The corollary is, change the medical market and the legal adult market can be competitive. Though I realize this was the fear of some patients, that does not seem to be Kleiman's preference. "The only way to get a lot of revenue is to sell a lot of marijuana," Kleiman explained. "And the only way to sell a lot of marijuana is to sell it to people who smoke a lot of marijuana. And that’s not a good thing. You don’t want the state to set itself up as dependent on dependent cannabis users any more than you want the state to do what it already has done, which is to set itself up as dependent on addicted gamblers. I don’t think anybody in this process wants to see the legal cannabis market go the way of the state lottery, where they’ve got a state agency that’s deliberately fostering disease. Adults want to use a responsible amount of cannabis. I don’t think that’s a bad thing.”

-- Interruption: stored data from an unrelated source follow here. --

PR #539, opened 2017-11-20
getPersonnel() usage cleanup pass

Qwertronix:
This goes over a few places where Campaign.getPersonnel() was used and the calling method implicitly assumed it was querying active personnel. I've added checks to make sure those places are only counting active persons.

### DIFF
--- a/MekHQ/src/mekhq/campaign/Campaign.java
+++ b/MekHQ/src/mekhq/campaign/Campaign.java
@@ -1176,6 +1176,10 @@ public class Campaign implements Serializable, ITechManager {
         return personnel;
     }
 
+    /**
+     * Provides a filtered list of personnel including only active Persons.
+     * @return ArrayList<Person>
+     */
     public ArrayList<Person> getActivePersonnel() {
         ArrayList<Person> activePersonnel = new ArrayList<Person>();
         for (Person p : getPersonnel()) {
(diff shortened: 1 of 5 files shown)


Qwertronix:
Going to go over this later to do another pass and put `getActivePersonnel()` calls instead, as discussed in PR #538.

Qwertronix:
Updated and mostly-tested. 8b23464 shows up here and in #538 as they both depend on it.

MekHQ/src/mekhq/campaign/Campaign.java
```diff
@@ -1176,6 +1176,18 @@ public Date getDate() {
         return personnel;
     }
 
+    /**
+     * Provides a filtered list of personnel including only active Persons.
+     * @return ArrayList<Person>
+     */
+    public ArrayList<Person> getActivePersonnel() {
+        ArrayList<Person> activePersonnel = new ArrayList<Person>();
```
NickAragua: Well, at the very least, this "getActivePersonnel()" function is now in a single location, so we can optimize it later on.

Qwertronix: I imagine the most straightforward way to do that would be to ensure `PersonAddedEvent`, `PersonRemovedEvent` and `PersonChangedEvent` (or perhaps a subclass thereof only for status changes) get fired diligently, and subscribe an updater method to maintain a private activePersonnel list?

NickAragua: Yeah, I think that's probably the best approach.

Qwertronix: I'll add that on my todo list for its own later PR, if no one else gets to it before then.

However, Kleiman admits, those choices aren't his to make; it's the state officials who are responsible for those decisions. BOTEC (an acronym which stands for “Back Of The Envelope Calculations") will simply present to those officials the options from which they may choose. "The Board didn’t hire me. They hired a team, with BOTEC as the prime contractor," he points out. "The team isn’t going to be the Czar, or the Grand Vizier, or even the consigliere. We’re just the folks with the calculators and the clipboards saying, 'Your choices seem to be X and Y. If you do X, the likely outcomes are A, B and C. If instead you do Y, the likely outcomes are D, E and F. A is better than D, and B is better than E, but C is a lot worse than F. Take your pick.'”

Still, one thing is safe to say: Whatever Kleiman and his folks come up with and whatever the state adopts, it's inevitable that those rules and regulations will change over time as the state gets more experience with legal marijuana, and as they decide whether marijuana legalization is about sensible social policy or about making money. Kleiman himself notes the need for flexibility in his blog:

”We are all - speaking for the team now - a little bit daunted by the task ahead, but mostly excited. All the claims we’ve made over the years about knowing how to make smart drug policy are about to be put to the test, and the stakes are high. Any honest assessment of the situation needs to acknowledge uncertainty and change. Whatever system Washington State puts in place by Dec. 1 will face a period of rapid adjustment as the industry and consumers deal with the new situation. So it’s extremely unlikely that the first set of regulations - no matter how skillfully designed - will be the perfect set of regulations for the long term. That suggests the importance of adaptability. Washington State needs to craft an initial set of rules that lends itself to adaptation and to develop a monitoring process that will help the Board, the industry, and consumers learn quickly from experience.“

Doug McVay

Doug McVay

Writer and KBOO radio host based in Portland, Ore. He's also editor of DrugPolicyFacts.org.